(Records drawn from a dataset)
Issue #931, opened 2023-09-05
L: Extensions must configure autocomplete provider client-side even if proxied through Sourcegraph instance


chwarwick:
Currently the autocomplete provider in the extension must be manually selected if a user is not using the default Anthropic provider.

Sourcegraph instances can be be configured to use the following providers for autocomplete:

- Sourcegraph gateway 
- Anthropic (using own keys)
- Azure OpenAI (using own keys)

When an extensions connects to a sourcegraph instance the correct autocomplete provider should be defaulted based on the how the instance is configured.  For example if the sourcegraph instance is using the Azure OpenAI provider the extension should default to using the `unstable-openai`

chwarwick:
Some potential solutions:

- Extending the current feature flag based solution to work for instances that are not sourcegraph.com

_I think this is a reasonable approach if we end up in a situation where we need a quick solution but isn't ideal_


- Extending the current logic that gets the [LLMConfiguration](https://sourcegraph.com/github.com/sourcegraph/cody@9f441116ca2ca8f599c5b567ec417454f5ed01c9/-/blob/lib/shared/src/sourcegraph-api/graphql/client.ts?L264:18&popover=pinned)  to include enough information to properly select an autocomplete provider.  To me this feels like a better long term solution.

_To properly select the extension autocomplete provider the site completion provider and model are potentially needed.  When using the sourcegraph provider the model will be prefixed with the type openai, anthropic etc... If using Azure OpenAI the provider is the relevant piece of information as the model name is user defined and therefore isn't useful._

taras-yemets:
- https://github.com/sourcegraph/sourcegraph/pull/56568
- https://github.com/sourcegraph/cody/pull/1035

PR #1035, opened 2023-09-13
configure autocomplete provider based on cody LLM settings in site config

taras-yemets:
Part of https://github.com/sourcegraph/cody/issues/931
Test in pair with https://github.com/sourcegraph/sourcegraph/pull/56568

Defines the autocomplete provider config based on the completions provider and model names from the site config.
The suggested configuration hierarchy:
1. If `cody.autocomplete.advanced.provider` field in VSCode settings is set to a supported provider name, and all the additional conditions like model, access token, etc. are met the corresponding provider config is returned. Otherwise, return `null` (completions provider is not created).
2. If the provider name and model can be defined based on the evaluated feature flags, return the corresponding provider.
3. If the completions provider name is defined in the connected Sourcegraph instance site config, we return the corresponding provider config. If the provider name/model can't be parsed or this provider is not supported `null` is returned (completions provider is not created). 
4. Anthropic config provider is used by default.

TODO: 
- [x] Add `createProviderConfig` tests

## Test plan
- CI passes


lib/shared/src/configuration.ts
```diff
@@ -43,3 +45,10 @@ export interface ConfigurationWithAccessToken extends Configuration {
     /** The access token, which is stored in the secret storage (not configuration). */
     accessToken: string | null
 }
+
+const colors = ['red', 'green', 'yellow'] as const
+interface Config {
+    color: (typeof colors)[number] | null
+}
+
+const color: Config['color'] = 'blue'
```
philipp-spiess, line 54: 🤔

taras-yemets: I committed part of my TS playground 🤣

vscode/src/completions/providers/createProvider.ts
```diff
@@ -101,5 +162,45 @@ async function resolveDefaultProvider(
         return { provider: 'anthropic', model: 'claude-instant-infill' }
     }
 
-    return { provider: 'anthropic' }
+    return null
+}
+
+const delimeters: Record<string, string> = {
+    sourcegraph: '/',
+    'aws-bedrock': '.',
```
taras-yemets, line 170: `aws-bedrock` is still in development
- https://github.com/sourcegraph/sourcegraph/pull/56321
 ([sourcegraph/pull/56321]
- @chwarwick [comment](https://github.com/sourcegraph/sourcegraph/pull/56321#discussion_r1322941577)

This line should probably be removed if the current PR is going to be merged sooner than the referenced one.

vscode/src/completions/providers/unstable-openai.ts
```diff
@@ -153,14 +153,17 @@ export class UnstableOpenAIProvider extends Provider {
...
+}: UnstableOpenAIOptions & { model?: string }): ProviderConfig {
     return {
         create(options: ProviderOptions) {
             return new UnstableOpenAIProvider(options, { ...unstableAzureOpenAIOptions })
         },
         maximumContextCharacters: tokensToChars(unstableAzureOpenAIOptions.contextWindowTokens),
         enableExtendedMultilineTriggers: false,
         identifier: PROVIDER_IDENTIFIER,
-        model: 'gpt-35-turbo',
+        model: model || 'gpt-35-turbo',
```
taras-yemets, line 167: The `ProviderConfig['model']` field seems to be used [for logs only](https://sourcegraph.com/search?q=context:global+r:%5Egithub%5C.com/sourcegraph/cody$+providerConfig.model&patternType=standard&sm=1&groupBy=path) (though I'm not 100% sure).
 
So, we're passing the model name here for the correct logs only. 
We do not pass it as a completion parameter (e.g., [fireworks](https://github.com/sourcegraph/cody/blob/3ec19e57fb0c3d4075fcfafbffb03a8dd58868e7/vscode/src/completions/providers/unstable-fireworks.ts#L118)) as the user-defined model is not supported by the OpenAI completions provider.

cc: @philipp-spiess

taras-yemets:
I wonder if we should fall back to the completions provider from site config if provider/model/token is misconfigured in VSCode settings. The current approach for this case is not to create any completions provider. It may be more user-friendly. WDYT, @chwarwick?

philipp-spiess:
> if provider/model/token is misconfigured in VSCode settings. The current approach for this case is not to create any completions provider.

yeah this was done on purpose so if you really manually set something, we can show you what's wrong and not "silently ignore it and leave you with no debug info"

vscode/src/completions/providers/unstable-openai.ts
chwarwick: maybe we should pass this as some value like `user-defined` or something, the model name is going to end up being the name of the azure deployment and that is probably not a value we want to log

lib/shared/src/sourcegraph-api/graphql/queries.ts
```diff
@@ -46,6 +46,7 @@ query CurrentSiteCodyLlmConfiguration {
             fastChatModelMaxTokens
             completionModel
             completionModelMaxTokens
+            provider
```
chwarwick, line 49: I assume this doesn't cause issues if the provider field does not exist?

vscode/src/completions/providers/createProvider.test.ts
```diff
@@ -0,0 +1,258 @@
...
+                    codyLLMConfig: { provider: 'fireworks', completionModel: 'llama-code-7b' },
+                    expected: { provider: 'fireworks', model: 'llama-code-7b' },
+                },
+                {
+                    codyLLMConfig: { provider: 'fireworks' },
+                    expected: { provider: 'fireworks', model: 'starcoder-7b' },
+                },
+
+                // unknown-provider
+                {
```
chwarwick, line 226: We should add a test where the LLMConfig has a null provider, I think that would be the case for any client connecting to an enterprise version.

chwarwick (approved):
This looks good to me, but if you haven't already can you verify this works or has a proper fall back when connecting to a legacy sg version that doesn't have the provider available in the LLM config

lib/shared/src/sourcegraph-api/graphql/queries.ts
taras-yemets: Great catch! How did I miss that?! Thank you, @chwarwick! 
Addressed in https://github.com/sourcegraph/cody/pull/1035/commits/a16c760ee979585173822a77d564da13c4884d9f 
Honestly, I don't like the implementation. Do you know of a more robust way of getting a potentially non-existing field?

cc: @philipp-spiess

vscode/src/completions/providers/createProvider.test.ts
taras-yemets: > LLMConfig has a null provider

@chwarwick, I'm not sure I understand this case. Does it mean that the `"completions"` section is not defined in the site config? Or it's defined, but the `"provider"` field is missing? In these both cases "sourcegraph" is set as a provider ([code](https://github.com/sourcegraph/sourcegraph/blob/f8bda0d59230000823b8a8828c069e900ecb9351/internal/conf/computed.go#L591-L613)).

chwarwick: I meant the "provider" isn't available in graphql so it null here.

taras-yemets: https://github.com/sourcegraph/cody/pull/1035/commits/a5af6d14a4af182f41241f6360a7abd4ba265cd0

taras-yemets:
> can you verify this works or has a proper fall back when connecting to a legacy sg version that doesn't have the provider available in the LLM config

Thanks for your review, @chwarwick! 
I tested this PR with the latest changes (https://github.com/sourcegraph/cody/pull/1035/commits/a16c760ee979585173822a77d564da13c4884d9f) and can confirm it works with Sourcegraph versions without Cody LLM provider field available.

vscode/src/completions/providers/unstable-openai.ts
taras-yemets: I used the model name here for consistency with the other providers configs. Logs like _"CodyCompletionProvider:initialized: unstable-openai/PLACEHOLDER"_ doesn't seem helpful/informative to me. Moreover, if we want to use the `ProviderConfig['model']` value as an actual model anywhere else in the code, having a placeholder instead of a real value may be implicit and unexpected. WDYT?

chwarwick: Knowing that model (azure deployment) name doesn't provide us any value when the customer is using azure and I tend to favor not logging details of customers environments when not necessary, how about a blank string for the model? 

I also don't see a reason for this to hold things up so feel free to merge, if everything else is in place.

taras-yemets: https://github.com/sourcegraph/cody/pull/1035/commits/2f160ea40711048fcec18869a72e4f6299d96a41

:: Task to carry out ::
Using the data above, return each line that includes the word "verify".

:: Task output ::
This looks good to me, but if you haven't already can you verify this works or has a proper fall back when connecting to a legacy sg version that doesn't have the provider available in the LLM config
> can you verify this works or has a proper fall back when connecting to a legacy sg version that doesn't have the provider available in the LLM config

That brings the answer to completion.